In 2023, notable cases such as M/s Biocad India Pvt Ltd vs. ROC Karnataka and Shawn Johny Mathew & Anr vs. Omprakash Joshi showcased successful withdrawal petitions under section 60(5) of the IBC 2016, where the National Company Law Tribunal (NCLT) accepted the withdrawal pleas.
Considering the legal developments under the Insolvency and Bankruptcy Code (IBC) 2016, the Adjudicating Authority (AA) permits the withdrawal of the Voluntary Liquidation (VL) process for corporate debtors, adhering to specific conditions. These conditions include no objections and agreement among stakeholders – the Voluntary Liquidator, any member, or creditors – indicating a collective decision for withdrawal.
Additionally, a special resolution for withdrawal must be passed, emphasizing the formal consent of the majority. Crucially, if assets are unsold, approval from all creditors is mandatory, or alternatively, approval from the unpaid creditor. Further, these consents and approvals should also cover the professional fees of the Liquidator.
Furthermore, it is imperative to note that the National Company Law Tribunal (NCLT) should find no objection to these withdrawal requests, given the overall objectives of the IBC 2016. The primary aim of the IBC is to prioritize the revival or rehabilitation of the corporate debtor. Therefore, withdrawal decisions aligning with these objectives should be viewed favourably by the NCLT, emphasizing the need for a practical approach in cases where the corporate debtor’s revival prospects are feasible.
This meticulous consideration of withdrawal criteria which should spell out how the withdrawal will be in the interest of the stakeholders, in line with the IBC’s objectives, ensures that the process remains fair, transparent, and aligned with the core principles of corporate rehabilitation. It underlines the importance of stakeholder agreement and NCLT’s judgement, supporting the IBC’s aim of fostering a healthier corporate ecosystem. Based on this narration, we can also conclude that the withdrawal application should be filed before distribution of proceeds and closure of liquidation bank account as part of the liquidation completion process to add substance to the criteria.

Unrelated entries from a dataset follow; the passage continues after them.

PR #3359, opened 2024-08-14
docs: Use GitHub instead of elixir

mauriciovasquezbernal:
The broken link job fails often with elixir:

https://github.com/inspektor-gadget/inspektor-gadget/actions/runs/10391104393/job/28773219330


alban (approved):

mauriciovasquezbernal:
The job is failing because there is a docker broken link, I'll check it later on.

PR #3370, opened 2024-08-16
ig: Add optional kubeconfig parameter

burak-ok:
ig: Add optional kubeconfig parameter


blanquicet:
This PR is needed because running `ig` with the `enrich-with-k8s-apiserver` flag in an AKS node is failing.

PR #3378, opened 2024-08-20
pkg/datasource: Hide enriched timestamp column by default

blanquicet:
# Hide enriched timestamp column by default

Hide the timestamp columns as it takes a lot of space and clutter the screen.


pkg/datasource/columns.go
```diff
@@ -222,6 +222,8 @@ var annotationsTemplates = map[string]map[string]string{
 		ColumnsWidthAnnotation:    "35",
 		ColumnsMaxWidthAnnotation: "35",
 		ColumnsEllipsisAnnotation: "end",
+		ColumnsHiddenAnnotation:   "true",
```
burak-ok, line 225: I would prefer to add this annotation in the `formatters.go` where the timestamp field is created

alban: Can you please clarify what difference does it make? The purpose of this patch is to hide timestamp.

burak-ok: When a gadget developer uses the template in the `gadget.yaml` for his field he wants and gets the correct formatting of the timestamp field itself.

1. `ColumnsHiddenAnnotation:   "true",`
    His field gets hidden by default even if he didn't use the `gadget_timestamp` type

2. Doing it in `formatters.go`
   The field doesn't get hidden if he doesn't use `gadget_timestamp`. If he uses the type, then his field gets hidden.

After a little bit of further thinking I don't know if the use case in 2) makes sense

mauriciovasquezbernal: I think it's fine to add it in the template, it'll allow to keep all field configuration on the same place, i.e using "template: timestamp" from the metadata of from the API when adding the field will have the same result. The user can always explicit mark the field as non hidden by using "columns.hidden: false" in the metadata.

flyth (approved):
LGTM from inspection.

PR #3389, opened 2024-08-22
charts: Fix config map volume

mauriciovasquezbernal:
There was an indentation problem and it wasn't possible to apply the manifest directly with kubectl:

```bash
$ kubectl apply -f pkg/resources/manifests/deploy.yaml
namespace/gadget unchanged
serviceaccount/gadget unchanged
configmap/gadget unchanged
clusterrole.rbac.authorization.k8s.io/gadget-cluster-role unchanged
clusterrolebinding.rbac.authorization.k8s.io/gadget-cluster-role-binding unchanged
role.rbac.authorization.k8s.io/gadget-role unchanged
rolebinding.rbac.authorization.k8s.io/gadget-role-binding unchanged
Error from server (BadRequest): error when creating "pkg/resources/manifests/deploy.yaml": DaemonSet in version "v1" cannot be handled as a DaemonSet: strict decoding error: unknown field "spec.template.spec.volumes[11].defaultMode", unknown field "spec.template.spec.volumes[11].items"
```


charts/gadget/templates/daemonset.yaml
```diff
@@ -279,10 +279,10 @@ spec:
...
-        - configMap:
+        - name: config
+          configMap:
             name: {{ include "gadget.fullname" . }}
-          defaultMode: 400
-          items:
-            - key: config.yaml
-              path: config.yaml
-          name: config
+            defaultMode: 400
```
rata, line 285: We were talking privately about this, so I got curious and had a look at the PR. This seems it might not be what you intended.

I understand this was not added in this PR, but here: https://github.com/inspektor-gadget/inspektor-gadget/commit/b2cacd70a7105b20a887da9b8972bbfcb4f4824d

However, 400 is a decimal number and therefore, when used in octal for the permissions, it is: 620: rw for owner, w for the group. The config probably wants a 400 in octal (read for the owner only).

It sucks, I know :(. But yaml didn't have any way to enforce a number to be in octal, or interpret it in octal by default. Or at least I didn't find any reasonable way to do it in k8s.

It seems you want 400 in octal, not decimal. JSON doesn't support octal (or didn't 8 years ago when I wrote the defaultMode for k8s), but it seems yaml does support it (it was not common back then either, IIRC). I think here you want `0o400` (or 256 in decimal), IOW read only for the owner.

Am I missing something?

charts/gadget/templates/daemonset.yaml
```diff
@@ -279,10 +279,10 @@ spec:
...
+            items:
+              - key: config.yaml
+                path: config.yaml
```
rata, line 288: Having a quick look at the configmap in git, it seems it only has this file. The idea of the item fields is to only mount in the pod some files/keys, and you use the items to specify which ones. But if you want all, no need to add this.

rata (commented):
@mauriciovasquezbernal I've got curious about the PR you shared with me over chat and had a look :-)

I think I've found some things are not as intended (k8s is confusing here, but AFAIK we can't do any better in k8s :-/). Let me know if it makes sense or maybe not

mauriciovasquezbernal:
@rata thansk for the review, I think your comments make sense, I updated the PR. However I'd like to have a review from @mqasimsarfraz on this.

rata:
@mauriciovasquezbernal please do test that the octal notation works as expected, I haven't used that in a while, I might miss-remember :-)

charts/gadget/templates/daemonset.yaml
mqasimsarfraz: > I think here you want 0o400 (or 256 in decimal), IOW read only for the owner.

Yes, we wanted to use `400` octal :see_no_evil:. I think we can use `0400` to use the octal value (or the decimal value you mentioned) https://kubernetes.io/docs/reference/generated/kubernetes-api/v1.31/#configmapvolumesource-v1-core:

> defaultMode is optional: mode bits used to set permissions on created files by default. Must be an octal value between 0000 and 0777 or a decimal value between 0 and 511. YAML accepts both octal and decimal values, JSON requires decimal values for mode bits. Defaults to 0644. Directories within the path are not affected by this setting. This might be in conflict with other options that affect the file mode, like fsGroup, and the result can be other mode bits set.

rata: @mqasimsarfraz The only truth is reality. Let me know if you test it what happens :)

I think you need `0o400` for the yaml parser to understand this number should be read in octal instead of decimal. But let's see... :)

mqasimsarfraz:
```
→ kubectl get pods -n gadget -o yaml | grep configMap: -A 5
    - configMap:
        defaultMode: 256
        name: gadget
      name: config
    - name: kube-api-access-m56kh
      projected:
...

```

Looking better!

mqasimsarfraz (approved):
Thanks for the fix! I tested the changes and they work as expected!

PR #3528, opened 2024-09-30
operators/ebpf: Do not add ebpf objects to context

mauriciovasquezbernal:
Adding ebpf objects like maps and variables to the context is not needed. This commit removes that to allow users of the API to pass their own mount ns map, for instance, for testing purposes.

```
	filterMap := utilstest.CreateMntNsFilterMap(t, runner.Info.MountNsID)
	gadgetCtx.SetVar(gadgets.MntNsFilterMapName, filterMap)
	gadgetCtx.SetVar(gadgets.FilterByMntNsName, true)
```

Will be used in #3502 later on.

### DIFF
--- a/pkg/operators/ebpf/maps.go
+++ b/pkg/operators/ebpf/maps.go
@@ -61,9 +61,6 @@ func (i *ebpfInstance) populateMap(t btf.Type, varName string) error {
 
 	i.vars[varName] = newVar
 
-	// Set variable to nil pointer to map, so it's present
-	var nilVal *ebpf.Map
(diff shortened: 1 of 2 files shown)


mauriciovasquezbernal:
This idea doesn't work at the socket enricher operator needs to check if the sockets map is used to active itself:

https://github.com/inspektor-gadget/inspektor-gadget/blob/4f88e74d9225bf483d48f0cee3e658ad178c56a0/pkg/operators/socketenricher/socketenricher.go#L168

Will think about another solution for the tests.

PR #3535, opened 2024-10-02
charts: Set allowPrivilegeEscalation to false.

eiffel-fl:
This is a not a silver bullet, as we already have CAP_SYS_ADMIN, but it does no harm.


mqasimsarfraz (commented):
It seems `allowPrivilegeEscalation` will always be set `true` with `SYS_ADMIN` and only reason it works is because of a [bug](https://github.com/kubernetes/kubernetes/issues/119568) so perhaps we shouldn't make this change. What do you think?

References:
- https://github.com/kubernetes/kubernetes/issues/119568
- https://github.com/kubernetes/kubernetes/issues/119569
- https://github.com/istio/istio/pull/52540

In the event of withdrawal, mutual agreement between the corporate debtor and the liquidator is crucial before applying for withdrawal. The liquidator initiates the withdrawal petition, ensuring there are no objections and that the liquidator’s professional fees are settled as may be decided mutually.
Subsequently, the liquidator submits the petition to the National Company Law Tribunal (NCLT) and advocates for the withdrawal of the Voluntary Liquidation (VL) process. To support the plea, the liquidator demonstrates the company’s potential for revival, along with confirming compliance and fulfilment of all necessary conditions.
Recent cases demonstrate the feasibility of withdrawal from VL, contingent on certain conditions. Unanimous agreement among members, non-objection from creditors, and a special resolution for withdrawal are imperative with a definitive understanding with the Liquidator. Significantly, the AA considers withdrawal pleas under section 60(5) of the IBC 2016, provided there are viable revival prospects and no objection from creditors, members, or the liquidator.
In essence, the ability to withdraw from voluntary liquidation adds a layer of flexibility to the process, acknowledging the dynamic nature of businesses and the need for adaptive legal frameworks.